TheaterMania chatted with Wesley about her work in the new drama (a coproduction of Cherry Lane Theatre and Rattlestick Playwrights Theater) and why despite making her living in television and film, theater is her one true love.
1. Do you know anyone in the military who has seen this play? How have they reacted?
The second week of previews, we had some veterans [who] came and saw the show and [who] I got to talk to afterward. One woman came up to me and she was like, "You told my story. That's my story." We talked for a minute and it was [gratifying] hear someone relate to my work in that way...It lets me know that I'm moving in the right direction... It's the most challenging role I've gotten to play.
2. Why is that?
I haven't seen a character like this before. Especially a black female character who has so much depth and layers. It's a different type of beast to tackle as an actor. I was attracted to that. I love Charles Fuller. I love his work and I missed New York. I missed the theater. I was dying to get back on stage again.
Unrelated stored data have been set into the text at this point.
PR #59616, opened 2024-01-16
Search: add language to the `FileMatch` type

### LINKED ISSUE #59611: Search filters: incorrect language detection

camdencheek:
The language of a file cannot reliably be determined with just the file name. We have numerous examples of this failing and giving surprising results. 

We can provide much more reliable language detection if we have the file contents available to provide more information during language detection. However, fetching the contents of files to detect the language can be expensive, especially for operations like search where there may be _many_ results we would need to fetch contents for. 

Instead, this adds the language as a field on the `FileMatch` result. We already get this information from Zoekt and symbols, and it will be straightforward to add language detection in searcher, where the file contents are already available when constructing matches.

This PR replaces https://github.com/sourcegraph/sourcegraph/pull/59615
Fixes #59611 

## Test plan

Tested that this fixes incorrect languages in the filters panel. Added a couple of tests. Updated existing tests.


internal/search/result/file.go
```diff
@@ -20,6 +21,32 @@ type File struct {
...
+	PreciseLanguage string
+}
+
+// Language returns the most likely language for the file.
+// In the case that the file has PreciseLanguage set, it uses that.
+// Otherwise, it falls back to language matching on the path.
+// It will return an empty string in the case language matching fails.
+//
+// TODO(camdencheek): this lazy detection can be removed once
+// we add language detection in searcher.
```
camdencheek, line 38: If we add language detection to searcher, drop this whole method since `PreciseLanguage` should always be populated.

cmd/frontend/graphqlbackend/schema.graphql
```diff
@@ -6207,6 +6207,10 @@ type FileMatch {
     Whether or not the limit was hit.
     """
     limitHit: Boolean!
+    """
+    The most likely language for the file, or unset if the language cannot be determined.
+    """
+    language: String
```
varungandhi-src, line 6213: From an API standpoint, I think we should avoid limiting the result to 'most likely', in case the client wants to apply any additional heuristics to the results. We can let the client determine whether it wants to subset out the results or do something else.

AIUI, currently Zoekt only stores a single language for a file, but I think it should store a list for correctness.

camdencheek: > in case the client wants to apply any additional heuristics to the results

In practice, what heuristics could the client provide that we wouldn't be able to answer more accurately with the extra information we have on the backend? If we wanted the ability to add extra heuristics (e.g. "in this codebase, all .h files are actually Objective-C"), it seems like we'd be better served by allowing users to configure overrides that inform the detection of the "most likely" language. 

Lightly pushing back because I don't ever expect a Sourcegraph client to care about anything other than the first language, and I think it makes it more confusing if we only have a single string from most of our sources and always narrow down to a single string in the end.

internal/search/streaming/http/events.go
```diff
@@ -30,6 +30,7 @@ type EventContentMatch struct {
 	Hunks           []DecoratedHunk  `json:"hunks"`
 	LineMatches     []EventLineMatch `json:"lineMatches,omitempty"`
 	ChunkMatches    []ChunkMatch     `json:"chunkMatches,omitempty"`
+	Language        string           `json:"language,omitempty"`
```
varungandhi-src, line 33: Background question, not exactly related to the contents of this PR.

I thought all of our APIs were exposed as GraphQL, but it seems like based on this, we also have a (public? internal-use only?) REST API also (?), and we're maintaining the types between the two by hand instead of using code generation, is that right?

camdencheek: Yes, that's correct. The streaming search endpoint uses server-sent events, and the types are, in fact, maintained by hand. We allow customers to use it, but with a "this might change" warning label. I have it on my personal backlog to experiment with defining these types in protobuf so we can have a better-defined API here.

cmd/frontend/graphqlbackend/schema.graphql
varungandhi-src: > In practice, what heuristics could the client provide that we wouldn't be able to answer more accurately with the extra information we have on the backend?

The backend code is working with atomic units (single files), whereas client-side code has aggregate information available (folder/repo). E.g. if there are `.cpp` files and `.h` files, then it's likely that `.h` files are also C++. But sometimes C++ code is written in a C style, in which case a text classifier won't be able to distinguish between the two.

The client needs to anyways handle both the 0 and 1 cases. Handling the more than 1 case is at max an extra 2-3 lines of code.

I'll give a slightly different example. The prospect that we've been talking to which is interested in writing a CLI tool to do find references, and someone writing similar tooling might be interested in language information.

camdencheek: Got it, thanks for the example! I'll update the API

varungandhi-src: Another slightly different example. If someone reports a bug, then having a bug report with:

1. The languages list has the desired language, but it's not the first one, so it is getting dropped by the client. (Or conversely, there is a single element list, and it is missing the desired language altogether.)
2. The language returned is wrong.

Out of these, 1. is a more useful informative bug report.

varungandhi-src (approved):
> Got it, thanks for the example! I'll update the API

No other blocking concerns, so approving since you said you'll make this change. Tests look OK. 👍🏽

keegancsmith (approved):
LGTM

internal/search/result/file.go
```diff
@@ -20,6 +21,44 @@ type File struct {
...
 	Path     string
+
+	// A language, as determined by lib/codeintel/languages.
+	// May be empty, indicating a precise language is not known
+	// for this file, in which case we should fall back to
+	// language detection on the file name.
+	PreciseLanguage string
+}
+
+// Language returns the most likely language for the file.
```
BolajiOlajide, line 32:
```suggestion
// Languages returns the most likely language for the file.
```

BolajiOlajide (approved):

3. Do you prefer theater over film?
I prefer theater, because theater is where it started for me. It's my home. But we all gotta eat. The bread-and-butter does come from television and film. But theater is where I get my inspiration. I always try to make sure that I stay connected to theater so I continue to be inspired. Not that I'm not inspired by television. True Blood has given me a character that has been so amazing, so I've been very lucky with that. Doing a play is so fulfilling. Words cannot describe how I feel when I finish doing a play.
4. Which is harder, acting on stage or in a film?
I think it's more difficult to do something live, because if you mess up, you have to figure it out. On stage. Right there. In the moment. There's no cut. There's no slicing things together to make you look good. If you have an off night, you have an off night. There's nothing I can do about that.
5. Your character goes through a lot in the play. How do you shed her after the performance?
I can't really shed her completely. Doing eight shows a week, I have to sort of stay in it. I usually listen to music. That helps me get in and out of a role. I breathe. Now that I've been doing her for a while, I'll be able to [release her]. Once the curtain goes down, I can come out, smile, bow, and it's done. I can leave her on stage every night. It took me a while to get there. I learned how to just go done with that for today and come back to her tomorrow and I'll learn something new. Charles has written a character who's never complete. I think I'll still be learning up until closing night.